Can a bottle be three-dimensional trademark?
Last March, we discussed the controversy of three-dimensional trademarks. Today, we are focusing on the recent controversy generated by the registration of the three-dimensional trademark owned by VOSS OF NORWAY ASA. It consists on a transparent cylindrical bottle with a gray cap. The referred application was cancelled.
The Court of Justice of the European Union confirmed the decision issued by the General Court, which upheld the cancellation action filed by a third party against such three-dimensional trademark on the basis of lack of distinctive character.
The decision of the General Court was based on two arguments considering the cancellation action:
- Drinks are usually sold in bottles, cans or other types of packaging with a label containing a distinctive word or figurative sign that serves to distinguish them from others in the market.

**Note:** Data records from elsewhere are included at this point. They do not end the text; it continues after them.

PR #1688, opened 2016-05-03
[FIX] Visual Studio 2015 Update 2 Bugfix

### LINKED ISSUE #1662: VS2015u2 introduced lots of errors
Apparently related to our STL adaptation. It looks like the windows stl is already adopting the global function interface and is now conflicting with our adaptation.

The annoying thing is that this happens inbetween minor updates so we need to figure out the right `#ifdef` to only (but then always) define our custom overloads.
Maybe the best way would be to do some (additional) SFINAE check that just looks for `std::insert` and doesn't define our function if that exists.

cpockrandt:
Fixes #1662 

Tested on klette (on develop only) and it worked :smiley: (see cdash)

### DIFF
--- a/include/seqan/basic/iterator_adapt_std.h
+++ b/include/seqan/basic/iterator_adapt_std.h
@@ -59,7 +59,8 @@ namespace std
 	// there is a bug in vc2015 stl, it doesnt check the iterator_traits correctly
 	// I have reported this bug to microsoft already (filed as DevDiv#1208117). 
 	// For now, this is a workaround.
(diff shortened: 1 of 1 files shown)


h-2:
I will merge this, but please also create a PR against master.

Please also look at these other errors on windows:
http://cdash.seqan.de/viewTest.php?onlyfailed&buildid=176035

cpockrandt:
According to your last mail we shell only create PR against develop (even for bug fixes), or did I misunderstand it?

PR #1693, opened 2016-05-06
[FEATURE] add dynamically choosable amino acid score matrix

h-2:
adds a matrix type that can by set to e.g. Blosum62 or Pam250 **at runtime**


include/seqan/score/score_matrix_dyn.h
```diff
@@ -0,0 +1,239 @@
...
+                   TagList<ScoreSpecBlosum45,
+                   TagList<ScoreSpecBlosum62,
+                   TagList<ScoreSpecBlosum80,
+                   TagList<ScoreSpecPam40,
+                   TagList<ScoreSpecPam120,
+                   TagList<ScoreSpecPam200,
+                   TagList<ScoreSpecPam250,
+                   TagList<ScoreSpecVtml200
+                   > > > > > > > > >;
+}
```
rrahn: Please add a comment to indicate which namespace was closed here.

include/seqan/score/score_matrix_dyn.h
```diff
@@ -0,0 +1,239 @@
...
+template <typename TCurTag,
+          typename TRestList,
+          typename TRunnable>
+inline void
+matrixTagDispatch(TagList<TCurTag, TRestList> const &,
+                  AminoAcidScoreMatrixID const m,
+                  TRunnable const & runnable)
+{
+    using TCurList = TagList<TCurTag, TRestList>;
+    if (LENGTH<MatrixTags>::VALUE  - LENGTH<TCurList>::VALUE == static_cast<uint8_t>(m))
```
rrahn: Please, don't use a new enum class.
You can use the Find metafunction and the TagSelector class in fundamental_tags.h:  https://github.com/seqan/seqan/blob/develop/include/seqan/basic/fundamental_tags.h#L481
In this case you don't need to worry about the correct order of the tags in the TagList and the enum, which is very evil.
```cpp
if (value(selector) == Find<TagList, ScoreSpecPam120>::VALUE)
```

Then you just pass the ScoreSpec tag instead of a new id, which is not necessary.

h-2:
@rrahn finally :heavy_check_mark:  can you review / merge?

include/seqan/blast/blast_statistics.h
```diff
@@ -555,6 +573,35 @@ _selectSet(BlastScoringScheme<TScore> & scheme)
...
+_selectSet(BlastScoringScheme<Score<TValue, ScoreMatrix<AminoAcid, TSpec>>> & scheme)
+{
+    using TScore = Score<TValue, ScoreMatrix<AminoAcid, TSpec>>;
+    using TKAValues = KarlinAltschulValues<TScore>;
+    return _selectSet<TScore, TKAValues>(scheme);
+}
+
+template <typename TValue>
+inline bool
+_selectSet(BlastScoringScheme<Score<TValue, ScoreMatrix<AminoAcid, ScoreSpecSelectable>>> & scheme)
```
rrahn: I know that with C++11 the spaces between closing angle brackets are optional, but yet our coding guidelines suggests the whitespaces in-between. I also do not prefer the one or the other scheme, but it would be better to make it consistent with the current code. We can adapt that for seqan3.

include/seqan/blast/blast_statistics.h
```diff
@@ -555,6 +573,35 @@ _selectSet(BlastScoringScheme<TScore> & scheme)
...
+{
+    using TScoreOrig = Score<TValue, ScoreMatrix<AminoAcid, ScoreSpecSelectable>>;
+    bool ret = false;
+    impl::score::matrixTagDispatch(impl::score::MatrixTags(),
+                                   getScoreMatrixId(seqanScheme(scheme)),
```
rrahn: Where does the function seqanScheme come from? Sounds strange?

include/seqan/blast/blast_statistics.h
```diff
@@ -706,6 +760,14 @@ getLambda(BlastScoringScheme<Score<int, Simple>> const & scoringScheme)
...
  */
 
+inline double
+getKappa(BlastScoringScheme<Score<int, ScoreMatrix<AminoAcid, ScoreSpecSelectable>>> const & scoringScheme)
+{
+    SEQAN_ASSERT(isValid(scoringScheme));
+    return *(scoringScheme._m + scoringScheme.parameterIndex * scoringScheme._nParams + 4);
+}
+
+
```
rrahn: Double newline.

include/seqan/blast/blast_report_out.h
```diff
@@ -247,6 +247,36 @@ _matrixName(Pam250 const & /**/)
...
+          typename TRestList>
+constexpr const char *
+_matrixNameTagDispatch(TagList<TCurTag, TRestList> const &,
+                       AminoAcidScoreMatrixID const m)
+{
+    using TUndType = std::underlying_type_t<AminoAcidScoreMatrixID>;
+    return (Find<impl::score::MatrixTags, TCurTag>::VALUE == static_cast<TUndType>(m))
+            ? _matrixName(Score<int, ScoreMatrix<AminoAcid, TCurTag>>())
+            : _matrixNameTagDispatch(TRestList(), m);
+}
```
rrahn: Why are you reimplementing this matrixTagDispatching, instead of passing a lambda function to the this function: https://github.com/seqan/seqan/pull/1693/files#diff-c5e6467d748904987ef176a8acd97606R161?

include/seqan/score/score_matrix_dyn.h
```diff
@@ -0,0 +1,240 @@
...
+ * @typedef SelectableAminoAcidMatrix
+ * @headerfile <seqan/score.h>
+ * @brief An AminoAcid score matrix that can be "specialized" at run-time
+ *
+ * @signature using SelectableAminoAcidMatrix =  Score<int, ScoreMatrix<AminoAcid, ScoreSpecSelectable> >;
+ */
+
+template <typename TValue>
+class Score<TValue, ScoreMatrix<AminoAcid, ScoreSpecSelectable> >
+ : public Score<TValue, ScoreMatrix<AminoAcid, Default> >
```
rrahn: Indentation should be 4 spaces. The colon should be one line up.

include/seqan/blast/blast_statistics.h
h-2: ok

include/seqan/blast/blast_statistics.h
h-2: same file. it is for converting a BlastScoringScheme to a SeqAn scoring scheme

include/seqan/blast/blast_statistics.h
h-2: ok

include/seqan/blast/blast_report_out.h
h-2: Because of the `constexpr const char * ` return value. This cannot be achieved with the lambda unfortunately. constexpr lambdas only work in c++17.
[Yes, I know, the constexpr won't work for the dynamic matrix anyway, however the current interface is like this now; I want to change it for SeqAn 3 and have already added a TODO]

include/seqan/score/score_matrix_dyn.h
h-2: yep

include/seqan/blast/blast_statistics.h
rrahn: If it did exist before, just leave it, but the name is kind of confusing.
Maybe something like ```toSeqanScoringScheme``` would be more telling. 😏

include/seqan/blast/blast_report_out.h
rrahn: Ok

include/seqan/blast/blast_statistics.h
h-2: *ping* [i changed the comment, maybe you didn't get notified]

rrahn: Ok, so if in the complete file everything is in this style, than leave it as is.
I also agree, that if we start a new module, within that module the scheme can be modernised, but when adding something to existing modules, those should stay consistent.

rrahn:
lgtm!

PR #1698, opened 2016-05-10
[DOC] update install instructions in manual and use shiny table

h-2:
* use much nicer table
* add gentoo and openbsd


rrahn:
lgtm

- All drinks are often sold in bottles that share common elements although they may have small differences in their respective appearance.
In this case, in relation to the first argument, VOSS OF NORWAY ASA did not provide arguments to convince the Court of Justice. (It should be considered also that the same bottle in dispute is being sold by VOSS OF NORWAY ASA with the corresponding label).
Regarding the second argument, the Court upheld the arguments of the General Court stating the shape of the bottle subject to be registered as three-dimensional trademark is not significantly different from the shape of other bottles used for other beverages. In this sense, the combination of non-distinctive elements “per se” do not constitute a distinctive three-dimensional trademark.
We will see how the OHIM guidelines concerning three-dimensional trademarks evolve. However, it seems that a three-dimensional trademark must comply with the same legal requirements of any other type of trademark.